VIII. Lo que acaeció cierto
día
que se encontraron
Jacob y Wilhelm Grimm con
Charles Perrault.
Por José R. Cortés Criado.
Lo que acaeció cierto día que deambulaban por la Gloria de los
Cuentistas estos insignes señores; por un lado caminaba despacito y meditando
en su soledad un señor llamado Charles Perrault, de origen francés, ¡ay, lo que
echaba de menos la ciudad de París! Es que los parisinos son así.
Por otro venían dos hermanos, Jacob y Wilhelm Grimm,
platicando de sus recuerdos berlineses y de esos cuentos de hadas que todos
conocen como los cuentos de los hermanos Grimm.
Cuando confluyeron en la plazoleta de la fuente de las tres
gracias se pararon a contemplar los saltos de los surtidores y la belleza de las tres damas, uno giraba de
derecha a izquierda y los otros de izquierda a derecha, los tres mirando hacia
el interior de la fuente y, como es lógico, se chocaron y en ese momento se
reconocieron.
Jacob le dijo a su hermano:
-Ese que ves es Charles Perrault.
-Por supuesto que sé quién es, ¿qué te crees?- le espetó
Wilhelm expresándole su malestar por considerarlo un despistado.
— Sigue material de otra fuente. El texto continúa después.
PR #233, opened 2023-10-05
ingress messages to canisters that are not running cannot be received

mraszyk:
This MR adds a check that a canister receiving an ingress message is Running before the ingress message is marked as `Received`. This is because update calls to Stopping/Stopped canisters are rejected anyway and thus it doesn't make sense to accept such an ingress message.

This MR also cleans up the conditions on ingress messages to provisional API (controller check is dropped for the provisional API).


Dfinity-Bjoern (approved):
Thank you for fixing these issues!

- ¡Buenos días nobles hermanos!- Fue la respuesta de ese
señor con enorme pelambrera que estaba sentado en el suelo.
Lo ayudaron a levantarse y se acomodaron en un banco cercano
que recibía los rayos del solecito primaveral, que tan bien le vienen a las
almas benditas de este paraíso.
Y como una cosa lleva a la otra, después de los saludos,
parabienes y mejores deseos, hablaron de cuentos, ¡por algo son cuentistas!
Y aquí salió Caperucita Roja, ¿cómo no? Si tanto el francés
como los alemanes escribieron su versión de esa historia antiquísima y
comenzaron las comparaciones y algún que otro dardo verbal cruzó el aire.
-No sé por qué escribieron una moraleja al final del
cuento, a mí me llegó la versión en la que cada cual sacaba sus conclusiones y
santas pascuas, pero ustedes tenían que marcarlo todo muy clarito como si los
lectores fueran tontos.
- Pues sí, Monsieur Perrault, nosotros escribimos al final
que la niña llamada Caperucita Roja, después de la experiencia, siempre hizo
caso a su madre y nunca se desvió del camino ni caminó sola por el bosque.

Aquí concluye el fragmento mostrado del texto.